● **WORK TO BE COMPLETED**
From the listing below, copy out every line where the word "item" appears.
*-*-*
PR #212, opened 2020-06-30
New escapebbtag subtag

RagingLink:
New subtag `escapebbtag` with alias `escape`. This would provide an easy way of escaping BBtag code, without needing to use `{rb}`, `{lb}` and `{semi}`. This could be useful if you want to set a variable to something that you don't want to parse as BBtag when setting it (without using character escape subtags).
 Based on the following suggestions: [582](https://airtable.com/shrEUdEv4NM04Wi7O/tblyFuWE6fEAbaOfo/viwl0N62QIReJLMJv/reckvBdm7skJUgIUp), [549](https://airtable.com/shrEUdEv4NM04Wi7O/tblyFuWE6fEAbaOfo/viwl0N62QIReJLMJv/recGmj25ttQWk3VE3), [532](https://airtable.com/shrEUdEv4NM04Wi7O/tblyFuWE6fEAbaOfo/viwl0N62QIReJLMJv/recoukHUHMAm2dKa5), [160](https://airtable.com/shrEUdEv4NM04Wi7O/tblyFuWE6fEAbaOfo/viwl0N62QIReJLMJv/recjGBMJP02gWH0vf)

**Added**:
- escapebbtag subtag [459d18c](https://github.com/blargbot/blargbot/commit/459d18c415cb7987ac613b8534a65d1aed2c7572)

### DIFF
--- a/src/tags/escapebbtag.js
+++ b/src/tags/escapebbtag.js
@@ -2,7 +2,7 @@
  * @Author: RagingLink 
  * @Date: 2020-06-25 12:25:05
  * @Last Modified by: RagingLink
- * @Last Modified time: 2020-06-30 21:59:10
+ * @Last Modified time: 2021-05-21 00:05:34
  *
  * This project uses the AGPLv3 license. Please read the license file before using/adapting any of the code.
  */
@@ -14,7 +14,8 @@ module.exports =
         .withArgs(a => [a.require('code')])
         .withAlias('escape')
         .withDesc('Returns `code` without executing any BBtag inside it.\n' +
-            'This effectively returns the characters `{`,`}` and `;` as is, without the use of `{rb}`, `{lb}` and `{semi}`.')
+            'This effectively returns the characters `{`,`}` and `;` as is, without the use of `{rb}`, `{lb}` and `{semi}`.\n' +
+            '**NOTE**: Brackets inside `code` must come in pairs. A { *has to be* followed by a } somewhere and a } *has to have* a { before it')
         .withExample(
             '{escapebbtag;{set;~index;1}}',
             '{set;~index;1}'
--- a/src/tags/escapebbtag.js
+++ b/src/tags/escapebbtag.js
@@ -1,0 +1,27 @@
+/**
+ * @Author: RagingLink 
+ * @Date: 2020-06-25 12:25:05
+ * @Last Modified by: RagingLink
+ * @Last Modified time: 2020-06-30 21:59:10
+ *
+ * This project uses the AGPLv3 license. Please read the license file before using/adapting any of the code.
+ */
+
+const Builder = require('../structures/TagBuilder');
+
+module.exports =
+    Builder.BotTag('escapebbtag')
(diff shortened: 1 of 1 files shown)


src/tags/escapebbtag.js
```diff
@@ -0,0 +1,27 @@
...
+        .withDesc('Returns `code` without executing any BBtag inside it.\n' +
+            'This effectively returns the characters `{`,`}` and `;` as is, without the use of `{rb}`, `{lb}` and `{semi}`.')
+        .withExample(
+            '{escapebbtag;{set;~index;1}}',
+            '{set;~index;1}'
+        )
+        .resolveArgs(-1)
+        .whenArgs(0, Builder.errors.notEnoughArguments)
+        .whenDefault(async (subtag, context, args) => {
+            return args.map(arg => arg.content).join(';');
```
HunteRoi, line 25: It looks too easy to me, but I cannot wrap my head around it. Will take another look later.

RagingLink: If you want I could explain it a bit 🤷‍♂️

HunteRoi: I'd be happy if you could tell me more

RagingLink: `.resolveArgs(-1)` makes it so blargbot doesn't parse the BBtag inside the subtag, and thus `args` is an array of BBtag instances. Every BBtag instance has a `.content` property with the 'raw string' of everything inside it. The map just changes the args array so every element is the `content` of the argument. 
However since blargbot counts `;` as an argument seperator (`{escape;Arg1;Arg2;Arg3}`) you will have `["Arg1","Arg2","Arg3"]` as the result of `args.map(...)`, by doing `.join(';')` you effectively get those semicolons back where they once were. Any whitespace characters inside the subtag will just be the same.

HunteRoi: But what happens if for instance I input this :
```csharp
{escapebbtag;
  {send;{get;~channelId};
    This is a long message

with a few newlines
                and a few whitespaces
    just because I can do it
  }
}
```

RagingLink: Whitespace characters only get 'removed' when parsing the first  *official* argument of a subtag (the name), and the following arguments **if** they're executed. Since `.resolveArgs(-1)` is specified they're not. So any whitespace character inside `code` remains there, and that includes other "subtags" inside it. Even the extra newlines you have in the beginning and end will not get removed.

Ratismal: Something to note here is that this will only work if the contents contain matched sets of { and }. If the quantities are uneven, or if } appears before {, it may behave unexpectedly. That's the main reason why this behaviour hasn't been implemented to begin with.

This subtag is probably worth having, but this should be mentioned as a caveat.

RagingLink: I guess that should be documented. I remember thinking about this exact issue and how it could be "solved" but I couldn't come up with something without having to change the way subtags are parsed.

HunteRoi (approved):

PR #213, opened 2020-07-01
Added new /json endpoint for shards

RagingLink:
Similar to how `/domain` has  `/json`, `/shards` now has `/json`. This would make viewing shards/cluster info a lot easier via HTTP(s) requests.

**Added**:
- New `json` endpoint for shards [9568a8f](https://github.com/blargbot/blargbot/commit/9568a8f418bd306fe47cad3a15e41773ae376272)
- shards.js router file

**Changed**:
- Shards endpoint is now in a seperate router instead of `index.js`


src/backend/routes/shards.js
```diff
@@ -0,0 +1,23 @@
...
+
+router.get('/', (req, res) => {
+    res.locals.url = config.general.isbeta ? 'ws://localhost:8085' : 'wss://blargbot.xyz';
+
+    res.render('shards');
+});
+
+router.get('/json', (req, res) => {
+    res.type('json');
+    res.send(JSON.stringify(Object.values(spawner.shardCache), null, 2));
```
HunteRoi, line 20: Are you willing to send only shards information as an array of arrays ? Wouldn't it be better to have shards per clusters?

RagingLink: https://blargbot.xyz/output/727968583769981940/raw
That's the output of `Object.values(spawner.shardCache)`, it's an array with all cluster objects, and a cluster object has a shards key with an array of shard objects

HunteRoi: IMAGE

That's quite ugly imo

RagingLink: The shardCache should really be called `clusterCache`, as that's what it is.

HunteRoi: You could make that change too by the way :P

Preferably, I'd rather receive something like this if requesting `/shards/json`
IMAGE

RagingLink: I mean, does the `shardCache` need to prettified? With `/json` you just want to get the `raw` cluster information, right?

RagingLink: > You could make that change too by the way :P
> 
> Preferably, I'd rather receive something like this if requesting `/shards/json`
> IMAGE

For that instead of `Object.values()` it'd just need to return `.shardCache` directly. Unless you're referring to the actual display of it?

HunteRoi: I think it's better to return shardCache instead of Object.values result

PR #216, opened 2020-07-17
New map subtag for arrays

RagingLink:
Created a map subtag that maps the input array and either returns the output array, or modifies the original array if a variable is provided. 

I'm still not sure if the limits are appropriate, currently `map` has the same limits as `foreach`, as code-wise they're very similar.

**Added**:
- Map subtag [693c1b0](https://github.com/blargbot/blargbot/commit/693c1b021751b28883712bbe297d1e76bf53ee54)
- Map limits [57c44fa](https://github.com/blargbot/blargbot/commit/57c44fab88072dc473ef2b91bb9392ecf1429d6d)

### DIFF
--- a/src/tags/map.js
+++ b/src/tags/map.js
@@ -23,7 +23,7 @@ module.exports =
             ' it will simply output the new array.'
         )
         .withExample(
-            '{set;~array;apples;oranges;pears}\n{map;~item;{get;~array};{upper;{get;~item}}',
+            '{map;~item;["apples","oranges","pears"];{upper;{get;~item}}}',
             '["APPLES","ORANGES","PEARS"]'
         )
         .resolveArgs(0, 1)
--- a/src/tags/map.js
+++ b/src/tags/map.js
@@ -2,7 +2,7 @@
  * @Author: RagingLink 
  * @Date: 2020-06-03 23:26:05
  * @Last Modified by: RagingLink
- * @Last Modified time: 2020-06-04 00:17:35
+ * @Last Modified time: 2020-07-17 22:17:35
  *
  * This project uses the AGPLv3 license. Please read the license file before using/adapting any of the code.
  */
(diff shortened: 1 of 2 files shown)


src/tags/map.js
```diff
@@ -0,0 +1,58 @@
...
+            '{map;~item;["apples","oranges","pears"];{upper;{get;~item}}}',
+            '["APPLES","ORANGES","PEARS"]'
+        )
+        .resolveArgs(0, 1)
+        .whenArgs('0-2', Builder.errors.notEnoughArguments)
+        .whenArgs('3', async function (subtag, context, args) {
+            let varName = args[0],
+                arr = await bu.getArray(context, args[1]),
+                array = Array.from(arr.v),
+                newArray = [];
```
HunteRoi, line 35: I'm not a fan of declaration with `,` but it's ok I guess

src/tags/map.js
```diff
@@ -0,0 +1,58 @@
...
+            
+            let remaining = context.state.limits.map || {loops : NaN};
```
HunteRoi, line 37: Why would you set remaining with `{ loops: NaN }` ?

src/tags/map.js
```diff
@@ -0,0 +1,58 @@
...
+            for (const item of array) {
+                remaining.loops--;
+                if (!(remaining.loops >= 0)) {
```
HunteRoi, line 40: reverse the condition : `remaining.loops < 0`

src/tags/map.js
RagingLink: Think I agree on that, though since most subtags also use this I figured it'd be ok

src/tags/map.js
RagingLink: Honestly not so sure about that one. I try to maintain/reflect the code of other subtags as much as possible and other loop subtags use `{loops : NaN}` too 🤔
Should be able to remove it though, as `.limits.map` *should* always be defined, but then I'm not sure why other subtags **do** have it

src/tags/map.js
RagingLink: ```// (remaining.loops < 0) would not work due to the comparison behaviours of NaN``` - Comment from `{repeat}`
If I'd remove the `{loops : NaN}`, changing it to `remaining.loops < 0` would be a lot cleaner. But as I mentioned in my previous reply, I'm not even sure if I should remove it.

Ratismal:
Note: I'm going to adjust this so that it doesn't mutate the original array, to be more consistent with the js map function thats linked in the description.

PR #228, opened 2021-01-03
Fixed issue with filter and arrays with objects

RagingLink:
Fixes bug report [595](https://airtable.com/shrEUdEv4NM04Wi7O/tblyFuWE6fEAbaOfo/viwDg5WovcwMA9NIL/recTKg4fJgYCobLIb?blocks=bipip3uBZFRPcSy3C)

To avoid storing objects in the `processed` object as `[object Object]`, they need to be stringified when checking if it's processed, when storing them and when pushing equal objects to `result`.

### DIFF
--- a/src/tags/filter.js
+++ b/src/tags/filter.js
@@ -39,7 +39,8 @@ module.exports =
             let i = 0;
 
             for (const item of array) {
-                if (processed[item]) continue;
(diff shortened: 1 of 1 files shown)


Ratismal:
Hmm... my first instinct is that I'd prefer to get a hash from the object and use that as an index, but also that might be stupid and this is probably fine.

PR #233, opened 2021-01-28
Sort prefixes with longer prefixes first

RagingLink:
Sorts prefixes based on the length instead of `a.length < b.length`, this is done in descending order so in cases where a user has a blank prefix `""` it would always pick that one and render other prefixes practically useless (as blargbot tries to execute a command with the blank prefix)
In response to suggestion [689](https://airtable.com/shrEUdEv4NM04Wi7O/tblyFuWE6fEAbaOfo/viwWwUA753iEQqOo7/recsAvekO5oAM2YVQ?blocks=bipip3uBZFRPcSy3C)

**Changed:**
- Sorting function from `a.length < b.length` to `b.length - a.length` [a247b95](https://github.com/blargbot/blargbot/commit/a247b953db088f6a26b903163032912f5208d99c)

### DIFF
--- a/src/events/messageCreate.js
+++ b/src/events/messageCreate.js
@@ -60,7 +60,7 @@ async function handleUserMessage(msg, storedGuild) {
     };
     prefixes.push(config.discord.defaultPrefix, 'blargbot');
     prefixes.sort((a, b) => {
-        return a.length < b.length;
+        return b.length - a.length; //Sort descending
     });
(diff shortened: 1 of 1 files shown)


HunteRoi (approved):

HunteRoi:
@Ratismal you can close the ticket 689 when merging this PR

Ratismal:
I could have sworn that I had fixed this... but I guess it's been in this state for the past 3 years? Super confused :/

PR #235, opened 2021-01-31
Add zws character so blarg strips the beginning mention in cleverbot

RagingLink:
As of Eris 14.0.0 they replace mentions with ` @' + '\u200b' + username` (changed in commit [13390b9](https://github.com/abalabahaha/eris/commit/13390b9b5328f57173b4a6ae4b2487ead9f1f386 "Escape more cleanContent mentions")). Since blargbot isn't checking for the zws character in the regex, the mention doesn't get stripped and results in random responses instead of the usual "Hi. My name is blargbot..." `
Examples: 
image

**Added**:
- `\u200b` to the Regex `Regexp('@' + username + ',?')/` [e8df93e](https://github.com/blargbot/blargbot/commit/e8df93ecc46cbe9ec31735abb68a7c1e9c86db85 "Add zws to stripped mention cleverbot")

### DIFF
--- a/src/events/messageCreate.js
+++ b/src/events/messageCreate.js
@@ -583,7 +583,7 @@ async function handleCleverbot(msg) {
     var username = msg.channel.guild.members.get(bot.user.id).nick ?
         msg.channel.guild.members.get(bot.user.id).nick :
         bot.user.username;
-    var msgToSend = msg.cleanContent.replace(new RegExp('@' + username + ',?'), '').trim();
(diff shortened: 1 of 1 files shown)


Ratismal:
Hmm, so this one confuses me. I don't have have a prewritten message for `@blargbot Hello.`, so that's purely on the API that I'm using.

What I'm more confused about is the fact that it seems to be responding to every single sentence individually? has that always been the case?

I need to find a better bot >.> maybe host my own gpt-2... hahaaaaaaa.......

PR #237, opened 2021-02-02
Move all magic discord strings to config

danny-may:


HunteRoi (commented):
Seems good. @Ratismal there are a few `// TODO` marking unknown fields. Would be interesting to take a look at these :)

By the way, hope you guys are doing great! Have a good evening :smile:

danny-may:
Already had a chat with cat about those for the typescript PR i have in draft. Im not sure this one will make sense to be merged any more tbh

PR #248, opened 2021-05-11
Added support for flag names in exec and execcc

RagingLink:
Changed `exec` and `execcc` to allow usage of flag names if they've been added. 
**Example:**
`tag1` with `b!t flag add tag1 -f flag`:
```csharp
{flagset;f}
```
`tag2`
```csharp
{exec;tag1;{args}}
```
`b!t tag2 --flag` returns `true`
Current behaviour is seen in the screenshot below
image

I also added a comment to a piece of code that can be removed, as mentioned in the comment itself.
**Added:**
- `flags` parameter to the `execTag` method in `{exec}`
- `.flags` value as argument in `{exec}` and `{execcc}` [8f6f179](https://github.com/blargbot/blargbot/commit/8f6f17981dbc168c6283f0122a0280316a0bc4a5)

### DIFF
--- a/src/tags/execcc.js
+++ b/src/tags/execcc.js
@@ -1,8 +1,8 @@
 /*
  * @Author: stupid cat
  * @Date: 2017-05-07 18:37:21
- * @Last Modified by: stupid cat
- * @Last Modified time: 2018-06-04 11:39:51
+ * @Last Modified by: RagingLink
+ * @Last Modified time: 2021-05-11 18:54:06
  *
  * This project uses the AGPLv3 license. Please read the license file before using/adapting any of the code.
  */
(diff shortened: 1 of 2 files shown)


src/tags/execcc.js
```diff
@@ -46,11 +46,12 @@ module.exports =
                 case 1:
                     return TagManager.list['exec'].execTag(subtag, context, ccommand.content, '');
                 case 2:
-                    return TagManager.list['exec'].execTag(subtag, context, ccommand.content, args[1]);
+                    return TagManager.list['exec'].execTag(subtag, context, ccommand.content, args[1], ccommand.flags);
```
HunteRoi, line 49: Are the flags provided when calling the ccommand possibly contented in the length of `args` ?

HunteRoi: Is it possible that `args.length` also takes into account the flags? Because it would then change the number of detected arguments then the `case 2:` changes may be useless.

RagingLink: Ah, I think I understand your question ow, but I don't quite understand the confusion tbh 🤔 
`args.length` includes the tag/ccommand name and every argument after it. So `b!foo --bar` would have an `args.length` of `2` an be `case 2:` (and thus require `ccommand.flags` to be passed to recognise the `--bar` flag).

HunteRoi (approved):

PR #249, opened 2021-05-20
Added bitwise subtag

RagingLink:
I made a while ago but now got remembered to create a PR so this can get added to blarg.

This is a bitwise subtag that follows the same logic of `{math}` and supports the following operators: `&, |, ^, ~, <<, >>, >>>` .

If necessary the error message when providing an invalid binary number can be changed to `Not a binary number` with help of `.customError(...)`.

### DIFF
--- a/src/tags/bitwise.js
+++ b/src/tags/bitwise.js
@@ -1,0 +1,48 @@
+/**
+ * @Author: RagingLink 
+ * @Date: 2020-08-17 14:03:17
+ * @Last Modified by: RagingLink
+ * @Last Modified time: 2021-05-20 23:03:10
+ *
+ * This project uses the AGPLv3 license. Please read the license file before using/adapting any of the code.
+ */
+
+ const Builder = require('../structures/TagBuilder');
+ let operators = {
+     '&': (a, b) => a & b,
+     '|': (a, b) => a | b,
+     '^': (a, b) => a ^ b,
+     '~': (a) => ~a,
+     '<<': (a, b) => a << b,
+     '>>': (a, b) => a >> b,
+     '>>>': (a, b) => a >>> b
+ }
+ 
+ module.exports =
+     Builder.AutoTag('bitwise')
+         .acceptsArrays()
+         .withArgs(a => [a.require('operator'), a.require('value'), a.optional('othervalue', true)])
+         .withAlias('bitmath')
+         .withDesc(`Performs a bitwise operation on the provided value(s). Supplied values must be binary numbers.\nValid operators are: \`${Object.keys(operators).join(', ')}\``)
+         .withExample(
+             '{bitwise;^;1000;1001}',
+             '1000'
+         ).whenArgs('0-1', Builder.errors.notEnoughArguments)
+         .whenDefault(async (subtag, context, args) => {
+             if (!operators.hasOwnProperty(args[0]))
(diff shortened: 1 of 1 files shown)


src/tags/bitwise.js
```diff
@@ -0,0 +1,48 @@
...
+ * @Author: RagingLink 
+ * @Date: 2020-08-17 14:03:17
+ * @Last Modified by: RagingLink
+ * @Last Modified time: 2021-05-20 23:03:10
+ *
+ * This project uses the AGPLv3 license. Please read the license file before using/adapting any of the code.
+ */
+
+ const Builder = require('../structures/TagBuilder');
+ let operators = {
```
HunteRoi, line 11: 2 things here ; the variable can be declared as a constant **and** the naming bugs me. I know it's because it is not only operators in the object but rather like an `operatorsToOperations` dictionary. Do you think we can find a better name?

src/tags/bitwise.js
```diff
@@ -0,0 +1,48 @@
...
+         .withAlias('bitmath')
+         .withDesc(`Performs a bitwise operation on the provided value(s). Supplied values must be binary numbers.\nValid operators are: \`${Object.keys(operators).join(', ')}\``)
+         .withExample(
+             '{bitwise;^;1000;1001}',
+             '1000'
+         ).whenArgs('0-1', Builder.errors.notEnoughArguments)
+         .whenDefault(async (subtag, context, args) => {
+             if (!operators.hasOwnProperty(args[0]))
+                 return Builder.errors.invalidOperator(subtag, context);
+             let operator = operators[args[0]]
```
HunteRoi, line 34: I'd rather call the variable `operation` as the object returns an operation based on the provided operator.

src/tags/bitwise.js
```diff
@@ -0,0 +1,48 @@
...
+             
+             if (args[0] === '~')
+                 return operator(parseInt(args[1], 2)).toString(2);
+             if(args.length === 2)
```
HunteRoi, line 38: You're just missing a space here (consistency is key :smile:)

src/tags/bitwise.js
```diff
@@ -0,0 +1,48 @@
...
+             '{bitwise;^;1000;1001}',
+             '1000'
+         ).whenArgs('0-1', Builder.errors.notEnoughArguments)
+         .whenDefault(async (subtag, context, args) => {
+             if (!operators.hasOwnProperty(args[0]))
+                 return Builder.errors.invalidOperator(subtag, context);
+             let operator = operators[args[0]]
+             
+             if (args[0] === '~')
+                 return operator(parseInt(args[1], 2)).toString(2);
```
HunteRoi, line 37: This is a pure subjective comment but for readability. I would externalize the `parseInt(args[1], 2)` to a function `convertToBinary` or `parseToBase2` or something like that.
There's also a method `Number.prototype.toPrecision` that does the same thing as `toString(2)` without changing "its type" : https://developer.mozilla.org/en-US/docs/Web/JavaScript/Reference/Global_Objects/Number/toPrecision

Changes like that would give us:
```js
if (args[0] === '~') {
  return operator(convertToBinary(args[1])).toPrecision(2);
}
```

HunteRoi (changes requested):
*-*-*
● **ANSWER TO THE EXERCISE**
-            '{set;~array;apples;oranges;pears}\n{map;~item;{get;~array};{upper;{get;~item}}',
+            '{map;~item;["apples","oranges","pears"];{upper;{get;~item}}}',
+            '{map;~item;["apples","oranges","pears"];{upper;{get;~item}}}',
+            for (const item of array) {
             for (const item of array) {
-                if (processed[item]) continue;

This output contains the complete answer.